[Saved data entries]
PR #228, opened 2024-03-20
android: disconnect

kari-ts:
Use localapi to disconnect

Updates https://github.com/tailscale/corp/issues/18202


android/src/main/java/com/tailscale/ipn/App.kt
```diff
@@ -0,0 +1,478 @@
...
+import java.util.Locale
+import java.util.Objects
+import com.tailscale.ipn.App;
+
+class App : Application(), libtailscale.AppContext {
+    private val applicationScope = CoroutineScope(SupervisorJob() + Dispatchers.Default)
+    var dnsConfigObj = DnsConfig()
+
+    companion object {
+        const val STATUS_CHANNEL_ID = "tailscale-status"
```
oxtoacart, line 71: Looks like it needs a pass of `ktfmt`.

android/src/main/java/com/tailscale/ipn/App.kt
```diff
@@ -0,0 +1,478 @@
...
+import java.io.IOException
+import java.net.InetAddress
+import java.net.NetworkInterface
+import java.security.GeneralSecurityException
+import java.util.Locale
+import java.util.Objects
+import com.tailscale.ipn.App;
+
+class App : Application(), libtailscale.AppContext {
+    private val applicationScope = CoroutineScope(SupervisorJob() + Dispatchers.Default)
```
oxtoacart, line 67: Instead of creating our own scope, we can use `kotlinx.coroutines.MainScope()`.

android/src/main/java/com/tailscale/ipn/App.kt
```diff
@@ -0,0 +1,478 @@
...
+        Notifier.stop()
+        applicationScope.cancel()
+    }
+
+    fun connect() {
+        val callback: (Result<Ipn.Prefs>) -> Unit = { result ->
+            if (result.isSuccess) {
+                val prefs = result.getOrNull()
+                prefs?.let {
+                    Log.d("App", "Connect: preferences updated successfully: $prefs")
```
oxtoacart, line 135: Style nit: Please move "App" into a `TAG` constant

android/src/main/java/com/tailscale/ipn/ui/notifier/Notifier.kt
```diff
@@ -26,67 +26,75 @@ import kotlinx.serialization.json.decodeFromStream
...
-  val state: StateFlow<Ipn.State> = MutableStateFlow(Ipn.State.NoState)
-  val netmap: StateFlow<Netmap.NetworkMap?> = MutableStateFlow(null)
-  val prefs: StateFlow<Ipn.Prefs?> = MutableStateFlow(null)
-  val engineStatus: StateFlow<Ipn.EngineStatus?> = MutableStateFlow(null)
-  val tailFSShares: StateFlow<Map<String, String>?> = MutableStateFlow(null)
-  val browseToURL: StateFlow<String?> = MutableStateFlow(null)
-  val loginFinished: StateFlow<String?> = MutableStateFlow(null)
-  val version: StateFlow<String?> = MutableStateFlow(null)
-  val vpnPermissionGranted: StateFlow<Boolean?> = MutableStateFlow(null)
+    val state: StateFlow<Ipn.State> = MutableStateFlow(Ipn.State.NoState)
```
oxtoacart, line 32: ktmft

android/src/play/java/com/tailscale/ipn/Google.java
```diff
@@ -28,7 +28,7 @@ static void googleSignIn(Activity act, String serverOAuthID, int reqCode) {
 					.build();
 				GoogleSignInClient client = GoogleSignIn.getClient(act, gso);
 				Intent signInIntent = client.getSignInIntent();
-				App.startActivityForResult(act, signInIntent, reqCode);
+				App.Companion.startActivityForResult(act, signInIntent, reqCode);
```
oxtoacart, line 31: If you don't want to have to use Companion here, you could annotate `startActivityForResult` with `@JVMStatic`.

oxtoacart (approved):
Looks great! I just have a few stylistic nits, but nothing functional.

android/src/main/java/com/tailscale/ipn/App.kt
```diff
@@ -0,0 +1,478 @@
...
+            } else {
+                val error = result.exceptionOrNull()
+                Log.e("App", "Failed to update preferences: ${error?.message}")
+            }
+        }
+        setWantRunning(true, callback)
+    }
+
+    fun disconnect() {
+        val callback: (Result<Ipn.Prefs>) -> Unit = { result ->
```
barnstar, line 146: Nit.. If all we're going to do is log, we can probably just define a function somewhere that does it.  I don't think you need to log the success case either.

...

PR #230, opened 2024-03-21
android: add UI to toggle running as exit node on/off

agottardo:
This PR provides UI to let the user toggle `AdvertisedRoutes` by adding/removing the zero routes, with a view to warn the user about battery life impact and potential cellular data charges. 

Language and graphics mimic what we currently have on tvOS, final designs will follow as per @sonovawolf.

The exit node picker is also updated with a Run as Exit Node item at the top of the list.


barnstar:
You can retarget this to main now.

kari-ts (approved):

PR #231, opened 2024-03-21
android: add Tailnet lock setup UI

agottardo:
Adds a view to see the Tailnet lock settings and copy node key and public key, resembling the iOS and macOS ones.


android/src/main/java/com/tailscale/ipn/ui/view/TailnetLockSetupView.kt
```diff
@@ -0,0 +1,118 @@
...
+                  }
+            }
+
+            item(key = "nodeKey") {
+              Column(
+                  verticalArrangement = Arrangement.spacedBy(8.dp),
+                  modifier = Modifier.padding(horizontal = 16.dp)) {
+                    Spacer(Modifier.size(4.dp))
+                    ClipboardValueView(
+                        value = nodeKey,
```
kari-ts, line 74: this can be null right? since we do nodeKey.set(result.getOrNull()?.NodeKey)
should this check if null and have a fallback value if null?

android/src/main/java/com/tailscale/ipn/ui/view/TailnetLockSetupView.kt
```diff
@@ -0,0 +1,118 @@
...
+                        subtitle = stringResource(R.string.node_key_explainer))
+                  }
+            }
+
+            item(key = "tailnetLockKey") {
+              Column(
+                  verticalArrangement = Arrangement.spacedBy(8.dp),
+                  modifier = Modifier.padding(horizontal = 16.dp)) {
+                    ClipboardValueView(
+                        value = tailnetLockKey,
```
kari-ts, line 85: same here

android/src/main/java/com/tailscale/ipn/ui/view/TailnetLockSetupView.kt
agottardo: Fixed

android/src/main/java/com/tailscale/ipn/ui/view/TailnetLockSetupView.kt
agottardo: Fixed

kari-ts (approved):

--

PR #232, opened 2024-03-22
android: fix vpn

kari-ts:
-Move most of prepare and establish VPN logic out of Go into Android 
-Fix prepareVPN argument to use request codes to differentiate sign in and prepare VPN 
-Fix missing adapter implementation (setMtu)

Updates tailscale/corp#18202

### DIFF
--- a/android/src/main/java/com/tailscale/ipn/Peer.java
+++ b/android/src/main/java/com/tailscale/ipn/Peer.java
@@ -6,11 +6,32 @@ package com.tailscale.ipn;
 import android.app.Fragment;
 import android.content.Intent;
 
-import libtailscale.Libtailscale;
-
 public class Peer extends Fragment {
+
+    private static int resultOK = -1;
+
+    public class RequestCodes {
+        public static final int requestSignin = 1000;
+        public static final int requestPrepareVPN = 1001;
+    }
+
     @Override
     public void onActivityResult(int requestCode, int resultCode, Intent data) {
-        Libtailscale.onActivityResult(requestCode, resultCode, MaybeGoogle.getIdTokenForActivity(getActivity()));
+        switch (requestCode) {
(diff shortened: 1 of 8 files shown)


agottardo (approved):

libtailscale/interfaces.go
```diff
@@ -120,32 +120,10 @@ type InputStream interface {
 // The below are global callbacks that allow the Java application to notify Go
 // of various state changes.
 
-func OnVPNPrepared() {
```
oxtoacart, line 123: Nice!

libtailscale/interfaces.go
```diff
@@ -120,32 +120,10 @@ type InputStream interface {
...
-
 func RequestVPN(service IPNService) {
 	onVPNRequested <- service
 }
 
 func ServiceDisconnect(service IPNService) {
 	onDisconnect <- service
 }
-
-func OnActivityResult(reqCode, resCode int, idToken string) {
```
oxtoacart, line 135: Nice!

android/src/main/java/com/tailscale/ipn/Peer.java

[Assignment] Report each line of the data that includes the string "exit".

[Answer space]
android: add UI to toggle running as exit node on/off
The exit node picker is also updated with a Run as Exit Node item at the top of the list.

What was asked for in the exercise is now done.